The rich-poor life depends upon public libraries, free nights at museums, public lectures, open rehearsals at the symphony, theater in the park, the parks themselves, and so much more. It needs quality public spaces and those “third places” where one can find a reasonably priced cup of coffee or glass of wine and spend an hour conversing. At a more fundamental level, it requires quality public schools so that people cultivate a taste for cultural exploration, an appreciation of nature, and a thirst to learn. Each of these is under threat by our current economic downturn with funds dwindling and, more significant, a turning away from viewing social spending as necessary.

I may have a romantic view of the rich-poor life, thinking that I could survive happily in a small garret with my books, tea (OK, wine), and a subway pass. For many, however, these resources are critical for social mobility. It was for my parents and many other people of their generation. The library, the arboretum, the museum opened a view on the world that inspired them to study. They saw a better life and a way to get there. They saved and worked and strove.

Instead we have been sold, and to be fair have happily bought, a poor-rich life full of easy credit and the mountains of stuff it makes possible: a new car leased every two years, acres of granite counter tops, and useless gee-gaws that give us a momentary purchase high.  We can’t live without 200 cable channels so that we can track every movement of the Kardashians (who are they and what do they actually do?).  We have failed to address the decline in public education in a meaningful way for more than a generation.  Household debt is up; social mobility is down.

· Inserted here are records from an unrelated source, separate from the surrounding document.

PR #18567, opened 2023-11-30
Fix Mux Connect Error

klauspost:
## Description

`OpMuxConnectError` were not handled correctly. Not released.

Remove local check for single request handler, so they can run before being registered locally.

Bonus: Only log IAM bootstrap on startup.

## How to test this PR?

@Praveenrajmani is our local hero for this.

## Types of changes

### DIFF
--- a/cmd/metacache-set.go
+++ b/cmd/metacache-set.go
@@ -606,8 +606,8 @@ func (er *erasureObjects) listPath(ctx context.Context, o listPathOptions, resul
 	defer close(results)
 	o.debugf(color.Green("listPath:")+" with options: %#v", o)
 
-	// get non-healing disks for listing
-	disks, _ := er.getOnlineDisksWithHealing()
+	// get prioritized non-healing disks for listing
+	disks, _ := er.getOnlineDisksWithHealing(true)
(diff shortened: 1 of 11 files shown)


harshavardhana (approved):

cmd/metacache-set.go
```diff
@@ -606,8 +606,8 @@ func (er *erasureObjects) listPath(ctx context.Context, o listPathOptions, resul
 	defer close(results)
 	o.debugf(color.Green("listPath:")+" with options: %#v", o)
 
-	// get non-healing disks for listing
-	disks, _ := er.getOnlineDisksWithHealing()
+	// get prioritized non-healing disks for listing
+	disks, _ := er.getOnlineDisksWithHealing(true)
```
harshavardhana, line 610: Do we want healing disks to be included? That only has partial content, anyway? - it will sure tax that drive more IMO.

harshavardhana (changes requested):

cmd/metacache-set.go
harshavardhana: Actually I see there is benefit in it.

harshavardhana (approved):

PR #18576, opened 2023-12-01
Fix drives fixed after startup

klauspost:
## Description

Fixes unregistered drives on startup - continuation of #18151 - fixing merge issues and minor things (not as async startup).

Unemployment is up and so is income inequality. Our public infrastructure is a shambles. We’ve quite willingly sold our collective soul to the company store.

This is not about the “nanny state.” This is about how much of our common wealth should be hidden behind a pay wall. Is there a certain amount of life that should be free or is it all going to be pay-to-play? I believe that making it possible to have an intellectually and culturally rich life at low or no cost is critical to the fabric of a healthy democracy and vibrant economy.

Is it that important, this rich-poor life? We have reached a point where it seems we cannot afford to be us. Or at least us as we’ve defined it over the past 20 years. We’ve just witnessed widespread rioting in London. When people at every economic strata cannot live satisfying lives, pressure builds and eventually bursts. When we hollow out life so that it is defined only in economic terms, it becomes expensive at best and impossible at worst for many people to find that satisfaction. That is a tragedy for  individuals and society as a whole if we wish them both to be sustainable and resilient.